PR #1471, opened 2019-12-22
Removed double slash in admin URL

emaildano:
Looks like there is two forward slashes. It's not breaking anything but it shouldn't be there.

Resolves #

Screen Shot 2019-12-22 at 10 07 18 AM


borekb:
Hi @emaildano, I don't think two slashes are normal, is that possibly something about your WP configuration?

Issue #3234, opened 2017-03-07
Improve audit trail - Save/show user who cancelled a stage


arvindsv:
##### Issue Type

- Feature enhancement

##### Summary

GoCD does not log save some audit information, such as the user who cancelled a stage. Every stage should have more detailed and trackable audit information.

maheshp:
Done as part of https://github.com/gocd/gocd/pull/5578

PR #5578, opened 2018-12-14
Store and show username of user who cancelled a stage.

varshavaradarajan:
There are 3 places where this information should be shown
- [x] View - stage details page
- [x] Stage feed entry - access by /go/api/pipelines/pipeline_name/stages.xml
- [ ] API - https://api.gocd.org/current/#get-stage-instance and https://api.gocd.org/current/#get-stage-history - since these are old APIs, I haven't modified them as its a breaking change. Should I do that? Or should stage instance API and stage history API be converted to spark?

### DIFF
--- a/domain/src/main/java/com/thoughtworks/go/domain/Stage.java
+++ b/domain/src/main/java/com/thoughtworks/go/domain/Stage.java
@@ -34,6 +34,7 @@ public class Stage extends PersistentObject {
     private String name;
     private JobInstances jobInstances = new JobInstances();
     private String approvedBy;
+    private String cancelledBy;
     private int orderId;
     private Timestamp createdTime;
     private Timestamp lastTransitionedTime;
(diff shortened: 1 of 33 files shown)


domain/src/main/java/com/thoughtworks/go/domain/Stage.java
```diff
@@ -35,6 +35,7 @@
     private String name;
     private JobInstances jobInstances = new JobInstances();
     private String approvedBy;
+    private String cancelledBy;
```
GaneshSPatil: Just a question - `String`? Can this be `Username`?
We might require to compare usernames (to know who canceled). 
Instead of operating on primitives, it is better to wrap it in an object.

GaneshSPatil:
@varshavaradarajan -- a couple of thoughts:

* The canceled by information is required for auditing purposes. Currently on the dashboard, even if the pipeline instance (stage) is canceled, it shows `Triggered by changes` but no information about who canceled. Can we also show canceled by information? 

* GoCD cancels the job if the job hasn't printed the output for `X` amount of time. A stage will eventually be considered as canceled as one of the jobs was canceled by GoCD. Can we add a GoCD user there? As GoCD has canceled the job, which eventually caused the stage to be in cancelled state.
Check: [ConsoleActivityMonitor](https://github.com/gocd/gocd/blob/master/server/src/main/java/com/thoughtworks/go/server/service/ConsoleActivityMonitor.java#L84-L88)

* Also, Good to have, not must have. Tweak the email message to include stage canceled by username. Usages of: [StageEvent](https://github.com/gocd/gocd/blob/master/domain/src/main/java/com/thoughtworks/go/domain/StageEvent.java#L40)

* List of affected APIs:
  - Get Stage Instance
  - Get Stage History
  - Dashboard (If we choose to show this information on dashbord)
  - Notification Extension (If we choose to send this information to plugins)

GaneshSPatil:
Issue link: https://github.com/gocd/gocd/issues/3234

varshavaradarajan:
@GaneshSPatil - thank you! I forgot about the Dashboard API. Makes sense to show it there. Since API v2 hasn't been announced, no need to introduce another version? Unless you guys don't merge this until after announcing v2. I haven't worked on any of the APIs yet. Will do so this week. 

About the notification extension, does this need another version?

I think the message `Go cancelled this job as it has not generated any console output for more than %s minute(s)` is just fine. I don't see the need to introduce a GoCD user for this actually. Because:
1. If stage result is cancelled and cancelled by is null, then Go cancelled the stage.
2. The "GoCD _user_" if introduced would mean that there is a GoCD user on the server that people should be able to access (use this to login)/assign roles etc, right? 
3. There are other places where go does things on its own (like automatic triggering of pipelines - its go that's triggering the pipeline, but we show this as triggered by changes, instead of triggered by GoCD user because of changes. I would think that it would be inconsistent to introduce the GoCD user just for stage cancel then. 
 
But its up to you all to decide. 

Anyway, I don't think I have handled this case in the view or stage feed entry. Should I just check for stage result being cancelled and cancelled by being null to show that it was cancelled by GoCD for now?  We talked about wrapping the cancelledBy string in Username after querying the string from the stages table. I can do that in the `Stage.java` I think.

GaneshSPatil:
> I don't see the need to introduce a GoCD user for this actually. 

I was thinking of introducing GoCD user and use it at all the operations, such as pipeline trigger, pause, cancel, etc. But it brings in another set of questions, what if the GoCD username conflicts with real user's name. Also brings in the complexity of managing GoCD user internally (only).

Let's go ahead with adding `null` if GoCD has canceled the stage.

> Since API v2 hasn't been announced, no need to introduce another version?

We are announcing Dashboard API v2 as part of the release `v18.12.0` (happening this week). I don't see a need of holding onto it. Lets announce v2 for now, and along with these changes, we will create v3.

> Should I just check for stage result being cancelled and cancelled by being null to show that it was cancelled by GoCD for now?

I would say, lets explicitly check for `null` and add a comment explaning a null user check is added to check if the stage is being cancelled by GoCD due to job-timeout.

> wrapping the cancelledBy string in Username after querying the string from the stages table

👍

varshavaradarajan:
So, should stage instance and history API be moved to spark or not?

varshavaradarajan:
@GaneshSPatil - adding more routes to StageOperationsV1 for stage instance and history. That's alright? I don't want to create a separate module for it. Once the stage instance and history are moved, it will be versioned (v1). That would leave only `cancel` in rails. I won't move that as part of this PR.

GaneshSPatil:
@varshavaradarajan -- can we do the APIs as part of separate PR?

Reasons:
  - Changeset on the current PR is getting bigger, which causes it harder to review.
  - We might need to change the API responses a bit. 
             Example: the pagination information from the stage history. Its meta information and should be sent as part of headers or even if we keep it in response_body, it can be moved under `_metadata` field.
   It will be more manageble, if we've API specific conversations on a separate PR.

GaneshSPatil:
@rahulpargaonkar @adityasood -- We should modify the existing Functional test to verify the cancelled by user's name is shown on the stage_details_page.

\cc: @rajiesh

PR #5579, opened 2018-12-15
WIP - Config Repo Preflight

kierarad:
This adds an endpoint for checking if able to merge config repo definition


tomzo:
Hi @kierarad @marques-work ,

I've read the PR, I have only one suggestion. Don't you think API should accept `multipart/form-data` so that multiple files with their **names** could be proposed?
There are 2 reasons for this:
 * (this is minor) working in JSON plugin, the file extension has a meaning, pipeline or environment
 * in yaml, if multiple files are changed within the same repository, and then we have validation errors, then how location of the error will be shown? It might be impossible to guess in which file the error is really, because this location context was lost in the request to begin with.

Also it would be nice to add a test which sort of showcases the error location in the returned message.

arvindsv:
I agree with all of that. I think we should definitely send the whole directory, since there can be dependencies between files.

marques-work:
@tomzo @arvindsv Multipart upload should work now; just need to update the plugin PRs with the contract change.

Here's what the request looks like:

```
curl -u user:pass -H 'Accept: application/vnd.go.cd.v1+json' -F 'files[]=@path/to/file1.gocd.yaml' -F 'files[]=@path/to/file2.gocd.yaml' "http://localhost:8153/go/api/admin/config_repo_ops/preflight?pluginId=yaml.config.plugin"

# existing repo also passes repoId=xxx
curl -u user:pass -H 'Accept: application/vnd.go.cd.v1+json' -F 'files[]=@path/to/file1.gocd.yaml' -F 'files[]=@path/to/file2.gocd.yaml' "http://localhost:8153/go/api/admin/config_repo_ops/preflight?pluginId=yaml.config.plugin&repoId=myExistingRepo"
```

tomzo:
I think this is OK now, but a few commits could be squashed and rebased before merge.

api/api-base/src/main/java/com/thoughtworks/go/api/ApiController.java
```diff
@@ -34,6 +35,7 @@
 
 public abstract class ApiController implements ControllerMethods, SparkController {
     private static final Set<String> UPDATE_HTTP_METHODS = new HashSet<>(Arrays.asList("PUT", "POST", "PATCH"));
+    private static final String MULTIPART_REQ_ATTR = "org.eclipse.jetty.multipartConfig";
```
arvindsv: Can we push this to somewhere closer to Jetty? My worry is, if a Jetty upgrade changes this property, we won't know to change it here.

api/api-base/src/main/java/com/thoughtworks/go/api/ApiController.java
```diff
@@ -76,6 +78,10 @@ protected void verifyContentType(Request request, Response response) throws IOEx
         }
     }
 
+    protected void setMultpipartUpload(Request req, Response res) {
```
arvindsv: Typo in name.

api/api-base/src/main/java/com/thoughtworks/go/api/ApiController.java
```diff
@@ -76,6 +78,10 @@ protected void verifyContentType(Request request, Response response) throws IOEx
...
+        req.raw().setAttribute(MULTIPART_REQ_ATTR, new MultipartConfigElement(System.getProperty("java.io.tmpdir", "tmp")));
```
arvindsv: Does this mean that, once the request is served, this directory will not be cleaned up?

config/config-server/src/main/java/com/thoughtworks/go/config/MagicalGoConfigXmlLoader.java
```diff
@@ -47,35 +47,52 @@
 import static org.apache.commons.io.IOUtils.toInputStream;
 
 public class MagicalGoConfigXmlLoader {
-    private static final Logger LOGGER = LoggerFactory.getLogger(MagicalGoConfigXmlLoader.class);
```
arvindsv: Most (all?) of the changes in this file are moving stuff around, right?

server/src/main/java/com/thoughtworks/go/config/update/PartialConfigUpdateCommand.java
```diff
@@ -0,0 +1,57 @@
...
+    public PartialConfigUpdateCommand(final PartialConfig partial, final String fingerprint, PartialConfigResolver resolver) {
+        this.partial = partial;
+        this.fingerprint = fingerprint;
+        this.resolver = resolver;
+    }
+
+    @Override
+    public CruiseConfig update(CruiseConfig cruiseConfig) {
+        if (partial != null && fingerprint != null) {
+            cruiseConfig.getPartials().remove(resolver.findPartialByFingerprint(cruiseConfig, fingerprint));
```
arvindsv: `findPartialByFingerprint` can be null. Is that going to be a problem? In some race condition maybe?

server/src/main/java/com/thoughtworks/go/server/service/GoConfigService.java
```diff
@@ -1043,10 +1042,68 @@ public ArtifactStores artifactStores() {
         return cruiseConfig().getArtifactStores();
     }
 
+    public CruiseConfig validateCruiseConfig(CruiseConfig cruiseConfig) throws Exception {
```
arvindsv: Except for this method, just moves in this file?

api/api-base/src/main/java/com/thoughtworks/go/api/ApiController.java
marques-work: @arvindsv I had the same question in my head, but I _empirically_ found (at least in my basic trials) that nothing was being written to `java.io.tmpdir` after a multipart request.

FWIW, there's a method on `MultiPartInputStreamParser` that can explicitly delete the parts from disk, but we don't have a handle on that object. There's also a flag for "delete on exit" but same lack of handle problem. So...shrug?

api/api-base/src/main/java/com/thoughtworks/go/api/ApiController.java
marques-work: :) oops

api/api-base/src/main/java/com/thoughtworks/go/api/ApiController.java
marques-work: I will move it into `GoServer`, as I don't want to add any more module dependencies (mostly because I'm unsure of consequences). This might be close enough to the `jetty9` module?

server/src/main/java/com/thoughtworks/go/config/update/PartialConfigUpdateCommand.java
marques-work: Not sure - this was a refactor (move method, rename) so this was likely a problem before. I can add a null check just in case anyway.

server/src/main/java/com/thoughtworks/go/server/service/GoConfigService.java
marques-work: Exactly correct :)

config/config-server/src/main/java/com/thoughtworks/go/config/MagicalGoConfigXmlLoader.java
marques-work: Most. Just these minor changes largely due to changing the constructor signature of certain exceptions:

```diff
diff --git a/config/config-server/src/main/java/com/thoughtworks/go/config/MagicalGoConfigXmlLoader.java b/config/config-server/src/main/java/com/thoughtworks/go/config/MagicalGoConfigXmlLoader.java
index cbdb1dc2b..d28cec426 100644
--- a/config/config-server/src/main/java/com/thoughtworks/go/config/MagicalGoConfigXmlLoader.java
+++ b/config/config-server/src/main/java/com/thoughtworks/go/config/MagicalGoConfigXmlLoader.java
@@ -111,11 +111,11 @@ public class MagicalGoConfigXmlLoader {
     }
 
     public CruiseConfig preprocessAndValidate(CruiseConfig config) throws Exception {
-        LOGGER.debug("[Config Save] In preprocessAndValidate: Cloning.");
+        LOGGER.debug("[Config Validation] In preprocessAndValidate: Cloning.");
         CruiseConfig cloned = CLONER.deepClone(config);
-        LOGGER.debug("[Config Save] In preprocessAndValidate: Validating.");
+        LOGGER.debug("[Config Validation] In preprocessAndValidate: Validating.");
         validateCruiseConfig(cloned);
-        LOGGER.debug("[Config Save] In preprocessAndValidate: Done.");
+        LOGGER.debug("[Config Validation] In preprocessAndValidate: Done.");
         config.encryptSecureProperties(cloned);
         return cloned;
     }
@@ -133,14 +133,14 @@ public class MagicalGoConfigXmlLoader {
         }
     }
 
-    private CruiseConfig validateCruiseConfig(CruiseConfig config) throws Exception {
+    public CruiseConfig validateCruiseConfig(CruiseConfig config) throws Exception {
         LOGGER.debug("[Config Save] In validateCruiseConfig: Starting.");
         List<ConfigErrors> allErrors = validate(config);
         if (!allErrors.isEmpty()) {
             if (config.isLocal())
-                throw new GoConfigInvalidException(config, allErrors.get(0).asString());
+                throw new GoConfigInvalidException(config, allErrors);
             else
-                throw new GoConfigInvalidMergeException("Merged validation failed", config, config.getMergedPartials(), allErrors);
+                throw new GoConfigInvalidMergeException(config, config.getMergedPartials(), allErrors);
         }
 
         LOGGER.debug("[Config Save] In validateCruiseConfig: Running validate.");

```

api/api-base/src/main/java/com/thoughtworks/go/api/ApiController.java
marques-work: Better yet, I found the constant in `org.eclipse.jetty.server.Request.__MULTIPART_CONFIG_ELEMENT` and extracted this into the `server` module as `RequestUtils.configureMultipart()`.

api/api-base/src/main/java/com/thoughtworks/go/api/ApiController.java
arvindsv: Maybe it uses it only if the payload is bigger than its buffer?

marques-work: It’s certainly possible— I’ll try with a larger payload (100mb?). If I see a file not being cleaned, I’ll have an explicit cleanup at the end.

● ● ●

◆ **EXERCISE REQUIREMENTS**:
Scan the entries above. Copy each line that has the string "test".

◆ **RESULT FOR THIS EXERCISE**:
@rahulpargaonkar @adityasood -- We should modify the existing Functional test to verify the cancelled by user's name is shown on the stage_details_page.
Also it would be nice to add a test which sort of showcases the error location in the returned message.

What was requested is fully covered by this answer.